A practical next step is a 6-8 week building-level pilot with two tests:
  • Can FreshBox secure employer or building partnerships that lower acquisition cost and push capture toward 4%?
  • Can operations keep contribution margin at $5 per box after delivery failures, refunds, and waste?
If the pilot shows a path to roughly 180,000 annualized boxes, management can expand. If not, the better answer is to pause the entry plan or redesign the product economics.
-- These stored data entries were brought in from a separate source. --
PR #771, opened 2014-12-08
Documentation

ghuntley:
# Introduction
It's time for versioned documentation and better samples!

If you want to help out with this please comment on this issue and I'll add you as a contributor to my personal repository.

See following for inspiration:

* http://jacobian.org/writing/what-to-write/
* http://jacobian.org/writing/technical-style/
* http://jacobian.org/writing/editors/

See following for collection of projects with beautiful documentation: https://github.com/PharkMillups/beautiful-docs for inspiration

## Operations:
- [x] Use Readthedocs.org to automatically build ReactiveUI documentation as it supports versioned documentation via branches.
- [x] Resolve https://github.com/tomchristie/mkdocs/issues/238
- [x] CNAME created for [docs.reactiveui.net pointed towards readthedocs](http://read-the-docs.readthedocs.org/en/latest/alternate_domains.html).
- [x] Determine what to use and how to automatically build class documentation.
- [x] Documentation Theme
- [x] Structure of documentation defined.
- [ ] Migrate existing docs/* across.
- [ ] Clean existing docs/* to drop all stale Rx4 and Rx5 references.

=========================================================================

## Ideas for samples?
- [ ] Sub-classing of UserError
- [ ] Handling subclassed UserError Inline or via Global Registration
- [ ] Using IRecoveryCommand and RecoveryOptionResult? "I have a LoginCommand which internally does an http request to my server. Depending on the Response (200, 401, <5xx and timeouts>), I'd like to either (200 -> dismiss login dialog / 401 -> show "bad credentials" alert message ("OK") / <5xx and timenouts> -> show "Error" alert message ("Cancel", "Retry"). I thought throwing an UserError for 401 and   <5xx and timenouts> with a retry command would make sense, but I'm not sure how to  use the built-in Recovery stuff in ReactiveUI."
- [ ] General Navigation - WPF and WinForms
- [ ] Xamarin Forms - Navigation, Binding on all platforms.
- [ ] Suspension Host on all platforms
- [ ] Service Location
- [ ] Caching using Akavache
- [ ] Integrating ModernHTTPClient with Fusillade and Refit
- [ ] Using Splat/IBitmap x-platform within the PCL and value converters on each platform to display images.
- [ ] Reactive Dialogs. PCL Dialog Service -> iOS/Android impl which is observable based on which button pressed. Yes, No, Cancel.
- [ ] Example of a custom RoutedViewHost  (say iOS tab menu or navigation stack)

PR #800, opened 2015-02-05
Added implementation of IViewFor<T> for XAML

kmcginnes:
I think things will be much clearer with an example of each platform's implementation of `IViewFor<T>`. I've provided the one for WPF. I assume it works equally well for the other XAML based platforms.

I would provide the other two as well, but I don't have much experience in them. If some one can leave a comment on this pull request, I'd be glad to add them to my changes.

### DIFF
--- a/docs/basics/bindings.md
+++ b/docs/basics/bindings.md
@@ -24,6 +24,35 @@ implement it differently:
   RaiseAndSetIfChanged, *or* implement `INotifyPropertyChanged` on your View and
   ensure that ViewModel signals changes.
 
+```csharp
+public partial class NotificationsListViewController : ReactiveTableViewController, IViewFor<NotificationsListViewModel>
+{
+    public NotificationsListViewController()
+    {
+    }
+
+    public override void ViewDidLoad()
+    {
+        base.ViewDidLoad();
+        ViewModel = new NotificationsListViewModel();
+        // ... view stuff
+    }
+
+    NotificationsListViewModel _ViewModel;
+    public NotificationsListViewModel ViewModel
+    {
+        get { return _ViewModel; }
+        set { this.RaiseAndSetIfChanged(ref _ViewModel, value); }
+    }
+
+    object IViewFor.ViewModel
+    {
+        get { return _ViewModel; }
+        set { ViewModel = (NotificationsListViewModel)value; }
+    }
+}
+```
+
 * **Android:** - change your base class to one of the Reactive Activity /
   Fragment classes (i.e. ReactiveActivity<T>), *or* implement
   `INotifyPropertyChanged` on your View and ensure that ViewModel signals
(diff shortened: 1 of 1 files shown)


pdoh00:
Great idea. I even wrote a snippet for that one. I think explaining the registration with

```Locator.CurrentMutable.Register(() => new View(), typeof(IViewFor<ViewModel>));```

would be really helpful.  To be honest it's still a little magic to me.  Here is the snippet for a WPF app if that helps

Highlighted technique: reverse from breakeven

In market-entry cases, candidates often calculate market size and stop. That leaves the interviewer with a big number but no decision.
The better move is to reverse from the economic threshold:
  1. Define the fixed cost or profit target.
  2. Divide by unit contribution to get required units.
  3. Divide required units by the addressable market to get required share.
  4. Ask whether that share is believable in year one.
Here, the breakeven math turns a vague entry question into a testable statement: FreshBox needs about 180,000 boxes, or 3.7% of target lunch occasions, to break even.

10-minute drill

Redo the case with one changed assumption:
Hybrid attendance is only 45%, not 60%. Everything else stays the same.
Your tasks:
  1. Recalculate the addressable annual lunch occasions.
  2. Recalculate boxes captured at 2.5%.
  3. Recalculate the breakeven capture rate.
  4. Give a one-sentence recommendation.
Answer check:
  • In-office workers: 240,000 x 45% = 108,000
  • Target users: 108,000 x 35% = 37,800
  • Annual target occasions: 37,800 x 2 x 48 = 3,628,800
  • Captured boxes at 2.5%: about 90,700
  • Contribution profit: about $454,000
  • Breakeven capture: 180,000 / 3,628,800 = 5.0%
Recommendation: with lower office attendance, FreshBox should not fund the full pilot unless it can prove a credible path to about 5% capture or cut launch cost materially.

Key takeaways

  • A market-entry case needs a decision threshold, not just a market-size estimate.
  • Size the reachable market, not the total population.
  • Keep the math simple enough to say aloud.
  • Convert the final answer into a capture rate; it is easier to judge than a raw revenue number.
  • End with a testable recommendation: what to launch, what to verify, and what would change the answer.